A denture is fragile, so it is important to handle it with care. Remove and brush the denture daily, using products designed specifically for cleaning dentures. Don’t sterilize your denture with boiling water because it will cause it to warp. If you wear a partial denture, be sure to remove it before brushing your natural teeth. When not in use, soak it in a cleanser solution or in water. Get in the habit of keeping the denture in the same safe and handy place to reduce the likelihood of misplacement.
It is important to continue having regular dental checkups so that a dentist can examine oral tissues for signs of disease or cancer. As you age, your mouth will continue to change as the bone under your denture shrinks or recedes. To maintain a proper fit over time, it may be necessary to adjust or possibly remake your denture. Never attempt to adjust a denture yourself and do not use denture adhesives for a prolonged period because it can contribute to bone loss. When in doubt, consult your dentist.
ROOT CANAL THERAPY
A root canal is a treatment used to save a tooth that is badly decayed and/or becomes infected. Nerve and pulp, the soft area within the center of the tooth, can become irritated, inflamed, and infected for many reasons: deep decay, repeated dental procedures on a single tooth, large fillings, a crack or chip in the tooth, or trauma to the face. During a root canal procedure, the nerve and pulp are removed and the inside of the tooth is cleaned and sealed.

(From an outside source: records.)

PR #102, opened 2016-02-02
encrypt and process batches needed updated paths for java

rjmazzeo:
we decoupled java but the paths in the batches were still expecting java to be included. Updated.

### DIFF
--- a/src/main/nsis/bin/process.bat
+++ b/src/main/nsis/bin/process.bat
@@ -24,6 +24,25 @@ goto end
 set PROCESS_OPTION=
 if not [%2]==[] set PROCESS_OPTION=process.name=%2
 
-..\Java\bin\java.exe -cp ..\${pom.build.finalName}-uber.jar -Dsalesforce.config.dir=%1 com.salesforce.dataloader.process.ProcessRunner %PROCESS_OPTION%
+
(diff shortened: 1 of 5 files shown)


src/main/nsis/bin/process.bat
```diff
@@ -24,6 +24,25 @@ goto end
...
+        IF EXIST "%%i" (
+            set JAVA_HOME=%%i
+        ) ELSE (
+            echo %%i
+        )
+    )
+)
+
+IF "%JAVA_HOME%" == "" (
+    echo Please set JAVA_HOME before running the encrypt.bat
```
apoorvashenoy: I get that this is a added layer of notification, but isn't this auto-generated?

rjmazzeo: No.. line 33 will say something like "This application requires JAVA 1.8 32bit" but it won't say anything about JAVA_HOME. 

We can omit it since if the user doesn't set the system will try to figure it out. I'll ask Tess if it's noise for users.

apoorvashenoy: If anything, it seems to add more help. 
I'll approve the merge request and you can make the edits based on Tess's feedback.

PR #103, opened 2016-02-03
Oauth ui fixes

rjmazzeo:
Fix ui labels and add support for seperate oauth clientids for bulk and partner connections


src/main/java/com/salesforce/dataloader/ui/Grid12.java
```diff
@@ -165,4 +172,11 @@ public void show(Control control) {
     public void pack() {
         composite.pack();
     }
+
+    private void applyFormatting(Control control) {
+        //use this to apply standard formatting
+
```
apoorvashenoy: Do you mean to have this comments only?

rjmazzeo: yeah. I put all this code here for debugging. We don't need any standard formatting but I don't want to create it again next time I need to see the grids on the UI. I can pull it if you think it's better.

apoorvashenoy: Makes sense. Let's leave it in here.

PR #107, opened 2016-07-19
use ApplicationContext instead of XmlBeanFactory

r-nasiri:
This change will allow using variables in the SQL's that are defined in database config file. The variables can be set in config.properties or as an environment variable.

### DIFF
--- a/src/main/java/com/salesforce/dataloader/dao/database/DatabaseConfig.java
+++ b/src/main/java/com/salesforce/dataloader/dao/database/DatabaseConfig.java
@@ -26,8 +26,8 @@
 package com.salesforce.dataloader.dao.database;
 
 import org.apache.commons.dbcp.BasicDataSource;
-import org.springframework.beans.factory.xml.XmlBeanFactory;
-import org.springframework.core.io.FileSystemResource;
+import org.springframework.context.ApplicationContext;
+import org.springframework.context.support.FileSystemXmlApplicationContext;
 
 public class DatabaseConfig {
     private BasicDataSource dataSource;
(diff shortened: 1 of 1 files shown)


rjmazzeo:
Sorry...we've been a bit busy. Should have bandwidth next week to look at this. I'll run in through the existing integration tests and let you know.

src/main/java/com/salesforce/dataloader/dao/database/DatabaseConfig.java
```diff
@@ -26,8 +26,8 @@
 package com.salesforce.dataloader.dao.database;
 
 import org.apache.commons.dbcp.BasicDataSource;
-import org.springframework.beans.factory.xml.XmlBeanFactory;
-import org.springframework.core.io.FileSystemResource;
+import org.springframework.context.ApplicationContext;
```
bigassforce: Enables `PropertyPlaceholderConfigurer` to be used in **database-conf.xml**

Then the data source can load variables like `${db.username}` from a config file?

```
<!DOCTYPE beans PUBLIC "-//SPRING//DTD BEAN//EN" "http://www.springframework.org/dtd/spring-beans.dtd">
<beans>
    <bean id="propertyPlaceholderConfigurer" class="org.springframework.beans.factory.config.PropertyPlaceholderConfigurer">
        <property name="locations">
            <list>
                <value>classpath:database.properties</value>
            </list>
        </property>
    </bean>
    <bean class="org.apache.commons.dbcp.BasicDataSource" destroy-method="close" id="MsqlDataSource">
        <property name="username" value="${db.user}"/>
        ...
```

http://forum.spring.io/forum/spring-projects/container/58380-propertyplaceholderconfigurer-is-ignored

ashitsalesforce:
Ran relevant integration tests (com.salesforce.dataloader.dao.database.DatabaseTest and com.salesforce.dataloader.process.DatabaseProcessTest) successfully on Windows and Mac. Another reason to make this code change is that XmlBeanFactory is deprecated (https://docs.spring.io/spring-framework/docs/current/javadoc-api/org/springframework/beans/factory/xml/XmlBeanFactory.html).

PR #109, opened 2016-08-08
Updated Bulk API error handling

rjmazzeo:
Revised bulk load to not catastrophically fail if batch contains errors. Also changed abstract action exit code to make sure it does it's best to report success or failures

### DIFF
--- a/src/main/java/com/salesforce/dataloader/action/AbstractAction.java
+++ b/src/main/java/com/salesforce/dataloader/action/AbstractAction.java
@@ -26,6 +26,7 @@
 
 package com.salesforce.dataloader.action;
 
+import java.util.ArrayList;
 import java.util.LinkedList;
 import java.util.List;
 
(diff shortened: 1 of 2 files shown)


src/main/java/com/salesforce/dataloader/action/AbstractAction.java
```diff
@@ -128,24 +130,40 @@ public final void execute() {
...
-                getMonitor().doneSuccess(getMessage("success", args)); //$NON-NLS-1$
-            }
 
         } catch (final Exception e) {
-            handleException(e);
+            exceptions.add(e);
         } finally {
-            closeAll();
+            try{
+                flush(); //make sure we don't early abort here
```
jjangsfdc: What was the intention of breaking flush() and closeAll() into two try catch?

rjmazzeo: closeAll doesn't flush the buffers. If the visitors threw there could be unwritten lines in the buffer.

Other option is to change closeAll to flush.

jjangsfdc: Oh I was mistaken for seeing flush() as outside of the finally block. I see what you are doing.

PR #114, opened 2016-08-18
Connection clean up and upgrade httpClient

jjangsfdc:
Upgrade Apache httpClient lib from 4.2.1 to 4.5.2 and update depreciated API calls with connection cleanups.
W-3238933

### DIFF
--- a/src/main/java/com/salesforce/dataloader/client/DefaultSimplePost.java
+++ b/src/main/java/com/salesforce/dataloader/client/DefaultSimplePost.java
@@ -31,16 +31,17 @@ import com.salesforce.dataloader.exception.ParameterLoadException;
 import com.sforce.ws.tools.VersionInfo;
 import org.apache.commons.io.IOUtils;
 import org.apache.http.HttpHost;
-import org.apache.http.HttpResponse;
 import org.apache.http.auth.AuthScope;
 import org.apache.http.auth.Credentials;
 import org.apache.http.auth.NTCredentials;
 import org.apache.http.auth.UsernamePasswordCredentials;
+import org.apache.http.client.CredentialsProvider;
+import org.apache.http.client.config.RequestConfig;
 import org.apache.http.client.entity.UrlEncodedFormEntity;
+import org.apache.http.client.methods.CloseableHttpResponse;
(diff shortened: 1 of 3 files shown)


src/main/java/com/salesforce/dataloader/client/DefaultSimplePost.java
```diff
@@ -72,62 +73,80 @@
...
-            client.getCredentialsProvider().setCredentials(scope, credentials);
-        }
-
+        CloseableHttpClient client = HttpClients.createDefault();
         try {
-            if (ntlmDomain.length() > 0) {
-                // need to send a HEAD request to trigger NTLM authentication
-                HttpHead head = new HttpHead("http://salesforce.com");
-                client.execute(head);
-                head.releaseConnection();
```
rjmazzeo: We don't need to issue a head request for nt proxy servers anymore?

rjmazzeo: never mind... I seeit.

src/main/java/com/salesforce/dataloader/client/HttpClientTransport.java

Root canal procedures have the reputation of being painful. In reality, most patients report that the procedure itself is no more painful than having a filling placed. The discomfort experienced in the period leading up to dental care is truly the painful period of time, not the root canal procedure itself.
Signs That You Possibly Need a Root Canal:
Severe tooth pain upon chewing or application of pressure
Prolonged sensitivity to heat or cold temperatures
Discoloration (a darkening) of the tooth
Swelling and tenderness in the nearby gums
A persistent or recurring pimple on the gums
Sometimes no symptoms are present
What to Expect After a Root Canal:
The root canal procedure should relieve the pain you feel. Until your root canal procedure is completely finished - that is to say, the permanent filling is in place and/or the crown is placed - it is wise to minimize chewing on the tooth under repair. This step will help avoid re-contamination of the interior of the tooth and also may prevent a fragile tooth from breaking before the tooth can be fully restored. For the first few days following the completion of treatment, the tooth may feel sensitive due to natural tissue inflammation, especially if there was pain or infection before the procedure.
As far as oral health care is concerned, brush and floss as you regularly would and see your dentist at normally scheduled intervals. The final step of the root canal procedure is application of a restoration such as a crown, to cover and protect the tooth.